(PROBLEM)
Look through the entries below and extract exactly the lines from the one containing "PR #662, opened 2023-08-23" through the one containing "-1,18 +1,18 @@", ends included.

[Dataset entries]
--- START ---
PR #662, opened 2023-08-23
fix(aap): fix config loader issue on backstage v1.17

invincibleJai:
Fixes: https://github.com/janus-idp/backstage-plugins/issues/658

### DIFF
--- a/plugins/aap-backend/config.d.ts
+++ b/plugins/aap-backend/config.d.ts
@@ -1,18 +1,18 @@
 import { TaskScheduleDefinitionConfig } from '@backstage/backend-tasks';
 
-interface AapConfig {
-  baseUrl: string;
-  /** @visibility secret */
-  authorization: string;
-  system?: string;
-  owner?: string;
--- END ---
--- START ---
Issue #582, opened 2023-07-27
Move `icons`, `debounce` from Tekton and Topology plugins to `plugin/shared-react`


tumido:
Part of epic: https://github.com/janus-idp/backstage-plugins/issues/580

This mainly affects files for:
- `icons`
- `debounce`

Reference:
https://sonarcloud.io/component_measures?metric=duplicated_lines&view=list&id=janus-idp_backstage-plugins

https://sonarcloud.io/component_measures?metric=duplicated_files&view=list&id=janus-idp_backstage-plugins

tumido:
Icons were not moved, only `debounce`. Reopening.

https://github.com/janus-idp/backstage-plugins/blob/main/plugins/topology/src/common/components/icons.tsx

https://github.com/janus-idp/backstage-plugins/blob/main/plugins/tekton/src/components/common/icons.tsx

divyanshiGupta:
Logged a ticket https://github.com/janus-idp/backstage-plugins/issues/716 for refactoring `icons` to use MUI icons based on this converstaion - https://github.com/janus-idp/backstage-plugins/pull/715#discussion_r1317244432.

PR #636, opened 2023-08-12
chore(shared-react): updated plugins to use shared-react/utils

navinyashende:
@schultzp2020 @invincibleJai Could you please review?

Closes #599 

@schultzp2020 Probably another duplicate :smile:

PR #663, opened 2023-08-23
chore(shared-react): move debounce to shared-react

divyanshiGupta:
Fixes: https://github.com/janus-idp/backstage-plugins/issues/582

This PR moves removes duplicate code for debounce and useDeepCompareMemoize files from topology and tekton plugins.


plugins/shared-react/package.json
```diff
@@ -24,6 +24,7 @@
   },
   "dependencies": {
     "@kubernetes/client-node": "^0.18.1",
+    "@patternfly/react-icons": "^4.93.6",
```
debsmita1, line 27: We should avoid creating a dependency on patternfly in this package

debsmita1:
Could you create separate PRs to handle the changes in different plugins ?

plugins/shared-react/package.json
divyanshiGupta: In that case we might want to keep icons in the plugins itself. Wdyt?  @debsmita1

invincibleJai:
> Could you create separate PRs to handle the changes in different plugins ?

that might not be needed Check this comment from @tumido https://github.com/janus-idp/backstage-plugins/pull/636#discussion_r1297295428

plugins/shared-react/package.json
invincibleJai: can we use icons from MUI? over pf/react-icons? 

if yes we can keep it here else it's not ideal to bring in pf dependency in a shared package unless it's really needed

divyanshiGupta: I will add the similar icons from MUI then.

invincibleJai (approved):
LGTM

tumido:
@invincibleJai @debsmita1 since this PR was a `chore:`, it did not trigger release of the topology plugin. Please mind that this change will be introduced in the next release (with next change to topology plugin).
--- END ---
--- START ---
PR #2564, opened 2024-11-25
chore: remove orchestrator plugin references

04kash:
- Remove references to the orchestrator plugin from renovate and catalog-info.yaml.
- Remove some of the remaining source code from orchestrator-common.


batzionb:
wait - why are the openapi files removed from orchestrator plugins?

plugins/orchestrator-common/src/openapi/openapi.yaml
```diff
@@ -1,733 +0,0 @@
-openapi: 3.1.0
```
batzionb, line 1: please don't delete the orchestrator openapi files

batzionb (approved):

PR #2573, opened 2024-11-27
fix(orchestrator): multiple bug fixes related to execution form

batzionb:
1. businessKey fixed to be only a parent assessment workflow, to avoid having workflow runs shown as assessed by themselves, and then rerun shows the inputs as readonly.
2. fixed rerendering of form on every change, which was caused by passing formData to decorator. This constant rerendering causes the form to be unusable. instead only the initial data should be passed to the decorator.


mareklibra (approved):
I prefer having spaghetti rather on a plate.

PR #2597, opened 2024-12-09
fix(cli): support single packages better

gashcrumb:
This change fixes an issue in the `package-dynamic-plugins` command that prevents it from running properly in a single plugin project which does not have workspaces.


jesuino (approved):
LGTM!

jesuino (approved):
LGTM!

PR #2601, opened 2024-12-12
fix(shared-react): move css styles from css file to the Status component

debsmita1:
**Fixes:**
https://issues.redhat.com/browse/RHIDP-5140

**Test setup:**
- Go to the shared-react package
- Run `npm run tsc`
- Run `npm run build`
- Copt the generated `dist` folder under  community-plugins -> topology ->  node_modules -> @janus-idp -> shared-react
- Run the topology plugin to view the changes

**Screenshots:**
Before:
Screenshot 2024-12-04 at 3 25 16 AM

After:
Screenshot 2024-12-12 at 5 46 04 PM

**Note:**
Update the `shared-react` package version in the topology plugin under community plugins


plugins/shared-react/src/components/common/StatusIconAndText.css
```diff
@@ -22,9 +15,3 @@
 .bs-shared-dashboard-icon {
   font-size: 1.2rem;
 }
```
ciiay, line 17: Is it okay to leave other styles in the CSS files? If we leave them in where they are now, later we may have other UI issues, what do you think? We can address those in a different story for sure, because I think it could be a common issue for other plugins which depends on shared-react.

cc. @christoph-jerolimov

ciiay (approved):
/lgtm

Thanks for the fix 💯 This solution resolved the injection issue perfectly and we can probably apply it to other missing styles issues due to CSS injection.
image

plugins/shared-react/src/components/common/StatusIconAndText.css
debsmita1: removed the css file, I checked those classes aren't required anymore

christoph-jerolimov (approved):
--- END ---
(WRITTEN ANSWER)
PR #662, opened 2023-08-23
fix(aap): fix config loader issue on backstage v1.17

invincibleJai:
Fixes: https://github.com/janus-idp/backstage-plugins/issues/658

### DIFF
--- a/plugins/aap-backend/config.d.ts
+++ b/plugins/aap-backend/config.d.ts
@@ -1,18 +1,18 @@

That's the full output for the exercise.